*YOUR OBJECTIVE*
Output each line of the data word for word, from the first through the line that holds "jrgriffiniii: > is", and leave off whatever follows.

[MATERIAL TO PROCESS — start]

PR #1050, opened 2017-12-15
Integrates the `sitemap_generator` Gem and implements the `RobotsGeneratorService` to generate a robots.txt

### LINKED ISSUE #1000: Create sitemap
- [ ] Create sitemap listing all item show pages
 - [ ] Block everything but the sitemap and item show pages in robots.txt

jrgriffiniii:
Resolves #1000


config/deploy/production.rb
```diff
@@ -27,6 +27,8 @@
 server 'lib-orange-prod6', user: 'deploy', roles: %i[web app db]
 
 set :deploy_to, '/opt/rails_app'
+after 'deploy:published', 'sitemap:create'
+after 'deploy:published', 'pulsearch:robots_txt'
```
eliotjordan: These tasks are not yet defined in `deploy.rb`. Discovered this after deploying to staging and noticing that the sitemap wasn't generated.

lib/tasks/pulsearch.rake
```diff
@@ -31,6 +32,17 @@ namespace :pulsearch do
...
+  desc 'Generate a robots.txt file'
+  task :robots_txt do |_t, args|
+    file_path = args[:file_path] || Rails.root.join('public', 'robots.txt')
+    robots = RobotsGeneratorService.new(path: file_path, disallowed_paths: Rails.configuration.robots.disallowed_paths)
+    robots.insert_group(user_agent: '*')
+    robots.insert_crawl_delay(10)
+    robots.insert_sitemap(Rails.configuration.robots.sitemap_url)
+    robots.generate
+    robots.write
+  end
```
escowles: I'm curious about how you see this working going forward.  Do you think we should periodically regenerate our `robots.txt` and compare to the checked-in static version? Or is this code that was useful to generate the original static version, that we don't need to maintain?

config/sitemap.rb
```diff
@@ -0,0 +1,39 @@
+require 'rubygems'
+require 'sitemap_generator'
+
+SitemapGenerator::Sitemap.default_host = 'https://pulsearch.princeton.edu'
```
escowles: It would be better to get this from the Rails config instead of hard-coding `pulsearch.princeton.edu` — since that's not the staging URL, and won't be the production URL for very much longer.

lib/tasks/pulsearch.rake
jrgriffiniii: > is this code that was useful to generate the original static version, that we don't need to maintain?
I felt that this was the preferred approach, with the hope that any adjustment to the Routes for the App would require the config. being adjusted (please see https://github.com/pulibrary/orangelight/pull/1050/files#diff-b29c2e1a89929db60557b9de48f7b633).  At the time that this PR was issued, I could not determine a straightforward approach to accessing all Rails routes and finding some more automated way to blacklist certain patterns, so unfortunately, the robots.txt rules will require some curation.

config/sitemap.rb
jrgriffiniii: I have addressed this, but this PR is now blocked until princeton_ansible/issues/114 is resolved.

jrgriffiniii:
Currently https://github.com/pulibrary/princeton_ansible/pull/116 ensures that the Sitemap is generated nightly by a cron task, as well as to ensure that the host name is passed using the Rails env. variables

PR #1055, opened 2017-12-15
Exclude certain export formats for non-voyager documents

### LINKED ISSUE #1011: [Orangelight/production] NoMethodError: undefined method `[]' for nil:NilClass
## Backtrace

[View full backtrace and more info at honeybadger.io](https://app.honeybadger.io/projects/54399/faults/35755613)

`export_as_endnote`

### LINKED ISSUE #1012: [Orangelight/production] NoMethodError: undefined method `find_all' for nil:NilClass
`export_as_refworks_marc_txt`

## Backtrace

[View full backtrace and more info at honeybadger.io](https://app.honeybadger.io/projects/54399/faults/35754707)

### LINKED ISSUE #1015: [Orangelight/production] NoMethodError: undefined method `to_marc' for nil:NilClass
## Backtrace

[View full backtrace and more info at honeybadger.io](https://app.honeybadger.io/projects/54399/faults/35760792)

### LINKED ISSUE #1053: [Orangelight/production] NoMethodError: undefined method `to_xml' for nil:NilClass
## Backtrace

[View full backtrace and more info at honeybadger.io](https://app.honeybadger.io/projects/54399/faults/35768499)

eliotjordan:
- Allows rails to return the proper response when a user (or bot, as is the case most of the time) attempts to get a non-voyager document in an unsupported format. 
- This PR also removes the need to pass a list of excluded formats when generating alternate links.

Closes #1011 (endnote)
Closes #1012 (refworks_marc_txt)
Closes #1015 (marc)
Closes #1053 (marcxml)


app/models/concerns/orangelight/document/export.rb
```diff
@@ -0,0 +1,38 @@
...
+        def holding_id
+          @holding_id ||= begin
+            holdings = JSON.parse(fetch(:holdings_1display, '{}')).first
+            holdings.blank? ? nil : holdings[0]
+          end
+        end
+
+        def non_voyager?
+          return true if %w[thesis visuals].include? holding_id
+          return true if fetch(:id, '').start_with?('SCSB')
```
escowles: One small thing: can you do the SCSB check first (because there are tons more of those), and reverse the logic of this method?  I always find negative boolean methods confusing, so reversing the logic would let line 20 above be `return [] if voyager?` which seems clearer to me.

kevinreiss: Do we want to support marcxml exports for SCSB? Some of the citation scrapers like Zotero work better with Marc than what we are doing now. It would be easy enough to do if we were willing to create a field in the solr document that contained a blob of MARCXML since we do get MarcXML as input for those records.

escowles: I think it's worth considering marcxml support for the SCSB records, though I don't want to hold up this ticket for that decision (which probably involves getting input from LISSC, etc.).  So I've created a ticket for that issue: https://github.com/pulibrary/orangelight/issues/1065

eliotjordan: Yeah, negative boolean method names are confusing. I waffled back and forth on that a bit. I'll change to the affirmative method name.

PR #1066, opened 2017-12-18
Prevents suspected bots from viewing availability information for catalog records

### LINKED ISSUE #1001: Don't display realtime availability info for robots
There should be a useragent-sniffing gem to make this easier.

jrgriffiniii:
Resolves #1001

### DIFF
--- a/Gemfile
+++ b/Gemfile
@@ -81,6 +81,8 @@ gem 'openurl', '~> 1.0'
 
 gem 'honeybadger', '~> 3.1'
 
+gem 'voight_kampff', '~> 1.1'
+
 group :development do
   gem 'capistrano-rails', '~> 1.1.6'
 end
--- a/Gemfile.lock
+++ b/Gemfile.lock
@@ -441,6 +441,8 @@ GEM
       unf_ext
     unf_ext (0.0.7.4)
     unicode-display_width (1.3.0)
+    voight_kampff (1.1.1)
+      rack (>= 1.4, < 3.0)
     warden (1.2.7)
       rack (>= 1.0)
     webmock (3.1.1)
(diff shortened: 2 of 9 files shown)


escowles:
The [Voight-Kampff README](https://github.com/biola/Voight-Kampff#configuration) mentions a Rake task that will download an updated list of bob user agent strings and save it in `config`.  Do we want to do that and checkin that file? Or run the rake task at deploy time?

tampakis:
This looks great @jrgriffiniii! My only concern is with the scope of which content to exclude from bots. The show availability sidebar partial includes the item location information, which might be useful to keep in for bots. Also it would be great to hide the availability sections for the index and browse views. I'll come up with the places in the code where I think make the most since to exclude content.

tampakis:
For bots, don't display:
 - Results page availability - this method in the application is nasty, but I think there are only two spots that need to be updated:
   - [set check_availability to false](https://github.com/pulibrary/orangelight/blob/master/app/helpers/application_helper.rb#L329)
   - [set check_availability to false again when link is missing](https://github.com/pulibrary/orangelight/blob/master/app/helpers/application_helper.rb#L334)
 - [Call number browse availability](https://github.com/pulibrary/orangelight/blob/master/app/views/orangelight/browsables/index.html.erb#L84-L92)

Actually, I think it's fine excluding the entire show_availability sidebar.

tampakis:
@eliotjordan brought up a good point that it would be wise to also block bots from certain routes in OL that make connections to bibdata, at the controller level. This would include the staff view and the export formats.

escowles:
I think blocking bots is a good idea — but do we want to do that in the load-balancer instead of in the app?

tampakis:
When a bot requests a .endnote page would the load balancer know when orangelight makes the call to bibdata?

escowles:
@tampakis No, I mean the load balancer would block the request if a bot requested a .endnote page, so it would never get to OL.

[MATERIAL TO PROCESS — finish]

*OUTPUT FOR THIS EXERCISE*
PR #1050, opened 2017-12-15
Integrates the `sitemap_generator` Gem and implements the `RobotsGeneratorService` to generate a robots.txt

### LINKED ISSUE #1000: Create sitemap
- [ ] Create sitemap listing all item show pages
 - [ ] Block everything but the sitemap and item show pages in robots.txt

jrgriffiniii:
Resolves #1000


config/deploy/production.rb
```diff
@@ -27,6 +27,8 @@
 server 'lib-orange-prod6', user: 'deploy', roles: %i[web app db]
 
 set :deploy_to, '/opt/rails_app'
+after 'deploy:published', 'sitemap:create'
+after 'deploy:published', 'pulsearch:robots_txt'
```
eliotjordan: These tasks are not yet defined in `deploy.rb`. Discovered this after deploying to staging and noticing that the sitemap wasn't generated.

lib/tasks/pulsearch.rake
```diff
@@ -31,6 +32,17 @@ namespace :pulsearch do
...
+  desc 'Generate a robots.txt file'
+  task :robots_txt do |_t, args|
+    file_path = args[:file_path] || Rails.root.join('public', 'robots.txt')
+    robots = RobotsGeneratorService.new(path: file_path, disallowed_paths: Rails.configuration.robots.disallowed_paths)
+    robots.insert_group(user_agent: '*')
+    robots.insert_crawl_delay(10)
+    robots.insert_sitemap(Rails.configuration.robots.sitemap_url)
+    robots.generate
+    robots.write
+  end
```
escowles: I'm curious about how you see this working going forward.  Do you think we should periodically regenerate our `robots.txt` and compare to the checked-in static version? Or is this code that was useful to generate the original static version, that we don't need to maintain?

config/sitemap.rb
```diff
@@ -0,0 +1,39 @@
+require 'rubygems'
+require 'sitemap_generator'
+
+SitemapGenerator::Sitemap.default_host = 'https://pulsearch.princeton.edu'
```
escowles: It would be better to get this from the Rails config instead of hard-coding `pulsearch.princeton.edu` — since that's not the staging URL, and won't be the production URL for very much longer.

lib/tasks/pulsearch.rake
jrgriffiniii: > is this code that was useful to generate the original static version, that we don't need to maintain?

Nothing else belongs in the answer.